This day in baseball history: Write-in candidate steals show at all-star game
The 1974 all-star game was played on July 23 at Three Rivers Stadium in Pittsburgh. Coming into the game, the National League had won 10 of the last 11 contests. On this day in baseball history, the NL made it 11 of 12.
They accomplished this without much difficulty. The final score was 7-2.
Ken Brett (older brother of George) picked up the win. Luis Tiant took the loss. Reggie Smith had the game’s only home run. Steve Garvey was the MVP.
Fifty years later, Garvey is on the ballot in California as the Republican candidate for the U.S. Senate. But Garvey wasn’t on the ballot in the 1974 fan all-star voting. He won the starting first baseman job as a write-in candidate.
Although Garvey batted .304 in 1973, he had not been a starter for the Dodgers in the first half of the season, and had played only 76 games at first base. Hence, his exclusion from the ballot.
1974 was a different story. By the all-star break, he was batting .338 for the league-leading Dodgers — good enough to edge out Tony Perez in the voting by around 20,000 votes. Garvey was on his way to winning the NL MVP award.
Garvey played the all-star game — all nine innings of it — despite being ill and on antibiotics. He excelled nonetheless.
In the second inning, he singled with two outs off of Gaylord Perry. His teammate Roy Cey drove him home with a double, to give the NL a 1-0 lead.

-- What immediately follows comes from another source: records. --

PR #8026, opened 2019-11-27
Treat --python-version X.Y and --python-version=X.Y in tests equally

ilevkivskyi:
While working on https://github.com/python/mypy/pull/8024 I noticed that `# flags: --python-version X.Y` and `# flags: --python-version=X.Y` are not treated equally by the test harness, namely the latter is actually ignored. This PR should fix this, because both forms are actually used in tests.

@Michael0x2a there is some suspicious change in literal types, is it expected?


ilevkivskyi:
OK, I opened https://github.com/python/mypy/issues/8062 to track the stub unicode literal alias issue.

The AL scored two in the top of the third. Andy Messersmith yielded a double to Thurman Munson. Perry bunted Munson to third (try to imagine a sacrifice bunt in a modern all-star game) and Rod Carew drew a walk.
Carew then stole second base and Munson scored on Johnny Bench’s throwing error, with Carew taking third base. From there, he scored on a single by Dick Allen.
The NL regained the lead in the bottom of the 4th. Again, Garvey was at the heart of it.
Bench and Jimmy Wynn started the rally with singles. Garvey followed with a double that scored Bench and sent Wynn to third. Wynn scored on a ground out by Cey.
NL 3, AL 2.
The Nationals added a run in the fifth, another in the seventh (via Smith’s home run off of Catfish Hunter), and two more in the eighth. The AL did not score again due in part to some nifty defensive play by Garvey.
Another oddity about this game was the fact that the AL manager was no longer in charge of the team that won the pennant the previous year. Dick Williams had quit the Oakland As due to the horrible behavior of owner, Charlie Finley.
Williams had been set to manage the New York Yankees, but he was still under contract with Oakland, and Finley wouldn’t let him take charge in New York. Instead, Williams ended up managing the lowly California Angels — condign punishment, Finley must have thought, for his runaway skipper.
Williams took advantage of being able to manage some of his best As players. Two of the four pitchers he used in the all-star game — Hunter and Rollie Fingers — were mainstays of the great Oakland staff. Unfortunately, they combined to give up three runs (all earned) in three innings.
The two teams combined to use only nine pitchers. Try to imagine a modern all-star game like that.
In all, 18 future Hall of Famers were selected for the 1974 all-star game. The losers had ten: Brooks Robinson, Carew, Carlton Fisk, Reggie Jackson, Perry (all starters), Hunter, Fingers, Carl Yastrzemski, Frank Robinson, and Al Kaline. The winners had eight: Bench, Hank Aaron, Joe Morgan (all starters), Ted Simmons, Tony Perez, Mike Schmidt, Lou Brock, and Steve Carlton. Simmons and Carlton did not play.
Garvey has not made the Hall of Fame. This, despite batting over .300 for seven of the eight seasons from 1973 through 1980 (and missing that mark by only 3 points in 1977); despite driving in more than 100 runs five times; despite the MVP he won in 1974; despite winning a gold glove award in four consecutive seasons; and despite a World Series batting average of .356 (in 90 at-bats) and a League Championship average of .319 (in 113 at-bats).
Modern statistical analysis conspired against Garvey. His lofty batting averages weren’t matched by outstanding on-base percentages because he didn’t walk a lot (normally only about 35 times a season in close to 700 plate appearances). His highest OBP was .363 (in 1976) and his career OBP was only .329.
If Garvey had played a decade or two earlier, this wouldn’t have hurt his Hall of Fame chances. (And if he had run for the Senate in California four decades earlier, he might have become Sen. Garvey.) But nowadays, the value of walks is recognized and OBP is a big deal — and a deal breaker for Garvey’s HoF bid.
Nonetheless, Garvey was an outstanding player, and the bigger the game, the better he was. That was true on this day in baseball history and on many other days, as well.